MATERIAL PROVIDED START

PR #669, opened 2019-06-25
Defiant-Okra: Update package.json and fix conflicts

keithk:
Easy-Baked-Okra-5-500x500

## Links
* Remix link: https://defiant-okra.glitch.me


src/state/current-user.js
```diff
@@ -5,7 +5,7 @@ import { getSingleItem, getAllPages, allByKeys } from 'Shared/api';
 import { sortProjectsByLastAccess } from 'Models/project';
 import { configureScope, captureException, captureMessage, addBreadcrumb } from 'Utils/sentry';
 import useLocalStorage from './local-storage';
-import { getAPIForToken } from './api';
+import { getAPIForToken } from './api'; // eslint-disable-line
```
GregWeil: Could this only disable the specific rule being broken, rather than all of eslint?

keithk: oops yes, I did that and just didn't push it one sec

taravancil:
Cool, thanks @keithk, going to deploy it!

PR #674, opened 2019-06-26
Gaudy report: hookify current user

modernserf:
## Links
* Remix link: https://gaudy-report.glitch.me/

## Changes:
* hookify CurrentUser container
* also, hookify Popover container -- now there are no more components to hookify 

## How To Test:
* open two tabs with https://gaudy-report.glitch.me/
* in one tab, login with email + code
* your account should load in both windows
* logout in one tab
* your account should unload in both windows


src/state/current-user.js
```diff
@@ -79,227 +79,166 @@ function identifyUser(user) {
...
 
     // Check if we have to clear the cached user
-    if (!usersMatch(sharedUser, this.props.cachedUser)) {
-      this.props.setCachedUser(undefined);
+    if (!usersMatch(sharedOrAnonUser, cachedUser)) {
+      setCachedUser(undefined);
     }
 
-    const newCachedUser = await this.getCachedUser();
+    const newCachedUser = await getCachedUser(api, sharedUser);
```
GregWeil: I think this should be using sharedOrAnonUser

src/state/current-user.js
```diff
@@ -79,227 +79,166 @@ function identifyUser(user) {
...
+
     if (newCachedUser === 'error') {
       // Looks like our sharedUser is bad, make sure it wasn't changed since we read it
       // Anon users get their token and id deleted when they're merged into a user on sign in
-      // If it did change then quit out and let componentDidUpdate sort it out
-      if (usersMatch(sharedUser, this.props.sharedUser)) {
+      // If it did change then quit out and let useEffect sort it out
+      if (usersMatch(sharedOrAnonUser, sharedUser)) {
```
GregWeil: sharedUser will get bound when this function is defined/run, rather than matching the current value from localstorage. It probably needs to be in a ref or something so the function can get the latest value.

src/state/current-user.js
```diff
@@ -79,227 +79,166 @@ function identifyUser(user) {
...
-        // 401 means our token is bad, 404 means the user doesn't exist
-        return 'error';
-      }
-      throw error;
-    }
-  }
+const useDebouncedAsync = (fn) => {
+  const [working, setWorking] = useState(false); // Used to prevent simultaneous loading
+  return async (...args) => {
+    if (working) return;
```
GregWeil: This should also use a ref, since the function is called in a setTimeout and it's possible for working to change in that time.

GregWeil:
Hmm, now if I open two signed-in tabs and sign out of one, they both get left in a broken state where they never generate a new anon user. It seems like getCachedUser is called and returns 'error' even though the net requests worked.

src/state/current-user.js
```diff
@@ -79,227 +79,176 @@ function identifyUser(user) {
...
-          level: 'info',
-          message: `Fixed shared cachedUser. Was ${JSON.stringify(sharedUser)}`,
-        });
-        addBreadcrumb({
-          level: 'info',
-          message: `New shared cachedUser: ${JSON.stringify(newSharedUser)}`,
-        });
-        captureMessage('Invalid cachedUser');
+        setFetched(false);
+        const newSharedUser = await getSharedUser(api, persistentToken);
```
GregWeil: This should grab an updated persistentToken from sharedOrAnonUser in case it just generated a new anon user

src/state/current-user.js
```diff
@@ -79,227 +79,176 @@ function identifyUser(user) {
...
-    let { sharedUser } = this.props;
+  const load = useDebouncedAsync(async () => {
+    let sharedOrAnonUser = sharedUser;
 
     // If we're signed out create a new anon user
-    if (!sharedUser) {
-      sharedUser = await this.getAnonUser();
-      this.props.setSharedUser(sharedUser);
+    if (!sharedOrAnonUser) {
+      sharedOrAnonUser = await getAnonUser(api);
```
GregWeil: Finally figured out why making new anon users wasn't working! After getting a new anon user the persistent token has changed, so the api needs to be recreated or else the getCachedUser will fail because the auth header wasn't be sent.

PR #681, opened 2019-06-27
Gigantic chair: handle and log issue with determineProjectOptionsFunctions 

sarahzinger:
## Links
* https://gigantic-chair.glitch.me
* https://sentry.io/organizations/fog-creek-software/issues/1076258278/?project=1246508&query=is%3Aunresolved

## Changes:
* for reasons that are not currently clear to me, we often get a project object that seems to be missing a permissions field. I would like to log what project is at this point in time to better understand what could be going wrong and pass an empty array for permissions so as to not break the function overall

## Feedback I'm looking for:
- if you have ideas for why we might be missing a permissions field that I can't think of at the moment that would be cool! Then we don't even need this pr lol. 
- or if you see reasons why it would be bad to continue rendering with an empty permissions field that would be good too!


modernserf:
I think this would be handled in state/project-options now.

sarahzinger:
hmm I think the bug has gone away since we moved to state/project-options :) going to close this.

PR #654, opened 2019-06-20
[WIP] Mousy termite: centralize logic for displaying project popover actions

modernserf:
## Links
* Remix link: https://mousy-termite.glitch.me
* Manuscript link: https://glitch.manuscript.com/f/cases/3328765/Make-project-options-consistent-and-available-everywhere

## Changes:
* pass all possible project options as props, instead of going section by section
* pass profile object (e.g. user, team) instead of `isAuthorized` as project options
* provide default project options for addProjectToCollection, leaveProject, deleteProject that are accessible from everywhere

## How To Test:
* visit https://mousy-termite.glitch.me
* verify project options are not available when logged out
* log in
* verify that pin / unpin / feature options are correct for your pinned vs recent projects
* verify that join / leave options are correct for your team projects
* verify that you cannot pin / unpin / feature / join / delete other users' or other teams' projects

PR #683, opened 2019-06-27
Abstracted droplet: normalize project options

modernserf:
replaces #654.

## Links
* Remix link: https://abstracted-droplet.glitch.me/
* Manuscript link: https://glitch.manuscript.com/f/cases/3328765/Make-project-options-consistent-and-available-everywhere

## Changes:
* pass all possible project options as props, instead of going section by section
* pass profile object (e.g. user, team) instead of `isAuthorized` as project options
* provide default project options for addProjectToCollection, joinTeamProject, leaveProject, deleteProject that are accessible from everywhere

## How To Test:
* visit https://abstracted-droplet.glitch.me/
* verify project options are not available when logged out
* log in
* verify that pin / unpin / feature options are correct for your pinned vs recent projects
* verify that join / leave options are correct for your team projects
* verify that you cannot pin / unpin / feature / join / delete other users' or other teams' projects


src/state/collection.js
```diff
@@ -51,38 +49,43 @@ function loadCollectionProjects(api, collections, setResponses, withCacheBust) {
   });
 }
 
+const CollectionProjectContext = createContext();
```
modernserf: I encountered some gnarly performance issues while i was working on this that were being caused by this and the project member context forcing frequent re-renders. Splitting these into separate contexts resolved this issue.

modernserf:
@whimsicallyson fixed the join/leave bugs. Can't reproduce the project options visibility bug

MATERIAL PROVIDED END
MATERIAL PROVIDED START

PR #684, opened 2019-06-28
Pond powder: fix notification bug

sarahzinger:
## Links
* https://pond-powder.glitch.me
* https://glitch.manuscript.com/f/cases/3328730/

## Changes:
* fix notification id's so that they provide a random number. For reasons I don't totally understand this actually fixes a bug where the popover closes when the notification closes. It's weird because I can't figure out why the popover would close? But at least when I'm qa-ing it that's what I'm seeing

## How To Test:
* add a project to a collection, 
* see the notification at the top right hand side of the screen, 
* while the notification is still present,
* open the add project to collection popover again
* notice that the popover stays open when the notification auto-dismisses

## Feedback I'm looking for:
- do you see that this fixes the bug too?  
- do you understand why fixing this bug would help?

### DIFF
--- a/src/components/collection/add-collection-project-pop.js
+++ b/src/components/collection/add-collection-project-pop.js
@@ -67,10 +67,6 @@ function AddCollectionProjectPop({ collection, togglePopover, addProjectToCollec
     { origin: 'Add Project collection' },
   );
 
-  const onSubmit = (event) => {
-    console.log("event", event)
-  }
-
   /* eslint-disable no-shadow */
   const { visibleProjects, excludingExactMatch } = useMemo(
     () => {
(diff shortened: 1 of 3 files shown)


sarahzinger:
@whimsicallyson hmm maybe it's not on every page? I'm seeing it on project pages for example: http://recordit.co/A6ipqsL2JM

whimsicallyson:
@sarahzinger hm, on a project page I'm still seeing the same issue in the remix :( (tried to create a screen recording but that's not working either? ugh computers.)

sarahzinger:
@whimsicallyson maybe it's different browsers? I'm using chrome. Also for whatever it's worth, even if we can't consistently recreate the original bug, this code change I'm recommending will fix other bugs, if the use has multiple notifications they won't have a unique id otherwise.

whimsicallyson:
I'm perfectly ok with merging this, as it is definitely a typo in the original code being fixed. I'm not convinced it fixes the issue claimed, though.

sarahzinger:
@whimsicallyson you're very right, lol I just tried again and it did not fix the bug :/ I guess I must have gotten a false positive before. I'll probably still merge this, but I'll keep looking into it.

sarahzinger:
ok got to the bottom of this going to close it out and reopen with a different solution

MATERIAL PROVIDED END
MATERIAL PROVIDED START

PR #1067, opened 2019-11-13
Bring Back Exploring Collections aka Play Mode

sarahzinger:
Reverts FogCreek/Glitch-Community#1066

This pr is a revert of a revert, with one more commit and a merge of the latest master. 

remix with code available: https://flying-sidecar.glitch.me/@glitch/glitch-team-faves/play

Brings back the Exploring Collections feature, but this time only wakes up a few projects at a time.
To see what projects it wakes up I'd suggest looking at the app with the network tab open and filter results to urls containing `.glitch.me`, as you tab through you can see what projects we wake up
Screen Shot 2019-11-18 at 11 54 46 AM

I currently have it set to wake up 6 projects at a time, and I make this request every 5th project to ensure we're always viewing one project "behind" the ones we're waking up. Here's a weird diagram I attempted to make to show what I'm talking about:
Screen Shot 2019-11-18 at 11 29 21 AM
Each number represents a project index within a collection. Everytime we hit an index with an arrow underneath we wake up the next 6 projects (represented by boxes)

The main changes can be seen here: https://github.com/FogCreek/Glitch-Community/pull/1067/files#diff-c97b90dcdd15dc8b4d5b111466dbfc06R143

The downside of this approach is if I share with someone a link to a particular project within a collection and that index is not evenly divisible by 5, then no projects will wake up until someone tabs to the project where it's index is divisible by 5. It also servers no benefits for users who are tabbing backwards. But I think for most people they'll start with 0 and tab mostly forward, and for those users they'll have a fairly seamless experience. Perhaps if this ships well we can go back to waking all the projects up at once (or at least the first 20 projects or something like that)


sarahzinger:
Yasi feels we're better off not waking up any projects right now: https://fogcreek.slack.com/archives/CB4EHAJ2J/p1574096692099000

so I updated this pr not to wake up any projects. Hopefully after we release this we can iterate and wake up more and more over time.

MATERIAL PROVIDED END

Above are the entries. Quote exactly the lines from the one bearing "PR #669, opened 2019-06-25" through the one bearing "GregWeil: Could this".

→ SOLUTION TO THE EXERCISE:
PR #669, opened 2019-06-25
Defiant-Okra: Update package.json and fix conflicts

keithk:
Easy-Baked-Okra-5-500x500

## Links
* Remix link: https://defiant-okra.glitch.me


src/state/current-user.js
```diff
@@ -5,7 +5,7 @@ import { getSingleItem, getAllPages, allByKeys } from 'Shared/api';
 import { sortProjectsByLastAccess } from 'Models/project';
 import { configureScope, captureException, captureMessage, addBreadcrumb } from 'Utils/sentry';
 import useLocalStorage from './local-storage';
-import { getAPIForToken } from './api';
+import { getAPIForToken } from './api'; // eslint-disable-line
```
GregWeil: Could this only disable the specific rule being broken, rather than all of eslint?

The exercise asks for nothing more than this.